- _MATERIAL TO PROCESS_:

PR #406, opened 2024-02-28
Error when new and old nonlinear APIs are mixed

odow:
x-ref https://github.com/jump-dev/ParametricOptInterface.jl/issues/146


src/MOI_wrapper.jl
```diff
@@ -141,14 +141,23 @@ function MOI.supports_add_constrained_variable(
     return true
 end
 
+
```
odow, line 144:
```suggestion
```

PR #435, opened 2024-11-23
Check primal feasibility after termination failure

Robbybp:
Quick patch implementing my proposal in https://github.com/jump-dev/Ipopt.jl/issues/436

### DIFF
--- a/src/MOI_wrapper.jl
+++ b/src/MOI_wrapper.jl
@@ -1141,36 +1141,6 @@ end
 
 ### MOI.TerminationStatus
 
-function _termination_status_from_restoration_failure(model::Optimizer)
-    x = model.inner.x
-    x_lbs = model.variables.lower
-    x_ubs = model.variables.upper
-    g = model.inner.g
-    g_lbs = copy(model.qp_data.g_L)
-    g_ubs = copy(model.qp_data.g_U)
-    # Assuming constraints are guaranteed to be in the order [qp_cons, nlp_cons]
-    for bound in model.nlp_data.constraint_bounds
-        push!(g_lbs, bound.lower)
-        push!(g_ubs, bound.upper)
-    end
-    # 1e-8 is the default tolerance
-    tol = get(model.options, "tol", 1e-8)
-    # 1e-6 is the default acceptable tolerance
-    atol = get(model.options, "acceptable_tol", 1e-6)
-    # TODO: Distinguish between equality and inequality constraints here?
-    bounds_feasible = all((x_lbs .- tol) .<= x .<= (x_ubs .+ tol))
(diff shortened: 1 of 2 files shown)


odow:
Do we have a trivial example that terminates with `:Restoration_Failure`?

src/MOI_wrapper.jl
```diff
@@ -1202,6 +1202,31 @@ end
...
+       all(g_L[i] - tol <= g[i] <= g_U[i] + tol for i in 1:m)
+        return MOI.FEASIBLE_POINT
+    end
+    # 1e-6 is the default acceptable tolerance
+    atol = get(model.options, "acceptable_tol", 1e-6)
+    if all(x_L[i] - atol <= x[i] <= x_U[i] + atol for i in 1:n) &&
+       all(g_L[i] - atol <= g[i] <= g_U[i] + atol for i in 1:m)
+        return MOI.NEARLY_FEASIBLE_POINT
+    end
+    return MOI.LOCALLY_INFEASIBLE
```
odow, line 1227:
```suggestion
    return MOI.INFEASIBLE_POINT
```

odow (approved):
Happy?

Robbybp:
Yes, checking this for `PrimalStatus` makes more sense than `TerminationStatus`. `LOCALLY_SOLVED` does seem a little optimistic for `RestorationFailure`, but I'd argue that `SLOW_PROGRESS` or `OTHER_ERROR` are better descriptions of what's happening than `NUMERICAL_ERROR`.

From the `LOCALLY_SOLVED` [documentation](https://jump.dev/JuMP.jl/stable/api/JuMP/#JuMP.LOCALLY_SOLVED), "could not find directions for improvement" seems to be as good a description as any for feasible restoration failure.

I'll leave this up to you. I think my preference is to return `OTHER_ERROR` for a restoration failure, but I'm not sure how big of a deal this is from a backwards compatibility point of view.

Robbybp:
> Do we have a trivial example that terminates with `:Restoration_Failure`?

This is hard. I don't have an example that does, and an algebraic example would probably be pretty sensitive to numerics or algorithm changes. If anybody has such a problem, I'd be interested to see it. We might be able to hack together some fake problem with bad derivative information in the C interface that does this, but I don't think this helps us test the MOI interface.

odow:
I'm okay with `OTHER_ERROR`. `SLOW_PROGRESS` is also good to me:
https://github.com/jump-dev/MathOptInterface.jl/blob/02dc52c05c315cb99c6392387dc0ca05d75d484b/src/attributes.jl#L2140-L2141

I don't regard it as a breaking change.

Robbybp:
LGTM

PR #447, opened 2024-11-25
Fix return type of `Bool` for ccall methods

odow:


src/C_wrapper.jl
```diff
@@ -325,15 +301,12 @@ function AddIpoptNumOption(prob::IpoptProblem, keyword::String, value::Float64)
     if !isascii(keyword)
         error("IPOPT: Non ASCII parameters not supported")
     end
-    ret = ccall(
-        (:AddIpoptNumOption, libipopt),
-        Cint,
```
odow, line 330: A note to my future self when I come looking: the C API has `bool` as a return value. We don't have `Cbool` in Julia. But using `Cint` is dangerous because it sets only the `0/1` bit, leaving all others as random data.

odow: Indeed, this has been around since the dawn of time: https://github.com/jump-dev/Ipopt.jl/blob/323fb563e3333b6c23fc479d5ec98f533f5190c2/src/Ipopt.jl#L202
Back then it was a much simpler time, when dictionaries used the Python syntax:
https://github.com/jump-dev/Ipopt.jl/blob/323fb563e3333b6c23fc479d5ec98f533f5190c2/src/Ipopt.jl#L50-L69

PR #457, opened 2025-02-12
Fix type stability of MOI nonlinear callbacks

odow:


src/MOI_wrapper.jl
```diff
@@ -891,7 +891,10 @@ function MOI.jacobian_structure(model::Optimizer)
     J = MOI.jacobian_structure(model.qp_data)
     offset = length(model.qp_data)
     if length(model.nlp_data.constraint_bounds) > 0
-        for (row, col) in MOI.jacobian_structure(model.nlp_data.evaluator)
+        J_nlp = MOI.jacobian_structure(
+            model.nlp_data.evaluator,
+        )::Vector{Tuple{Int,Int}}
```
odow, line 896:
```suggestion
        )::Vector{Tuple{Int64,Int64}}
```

- _EXERCISE_:
Write out the records above exactly, from the opening line to the line with "x_lbs = model.variables.lower", including both, with nothing added.

- _ANSWER TO THE EXERCISE_:
PR #406, opened 2024-02-28
Error when new and old nonlinear APIs are mixed

odow:
x-ref https://github.com/jump-dev/ParametricOptInterface.jl/issues/146


src/MOI_wrapper.jl
```diff
@@ -141,14 +141,23 @@ function MOI.supports_add_constrained_variable(
     return true
 end
 
+
```
odow, line 144:
```suggestion
```

PR #435, opened 2024-11-23
Check primal feasibility after termination failure

Robbybp:
Quick patch implementing my proposal in https://github.com/jump-dev/Ipopt.jl/issues/436

### DIFF
--- a/src/MOI_wrapper.jl
+++ b/src/MOI_wrapper.jl
@@ -1141,36 +1141,6 @@ end
 
 ### MOI.TerminationStatus
 
-function _termination_status_from_restoration_failure(model::Optimizer)
-    x = model.inner.x
-    x_lbs = model.variables.lower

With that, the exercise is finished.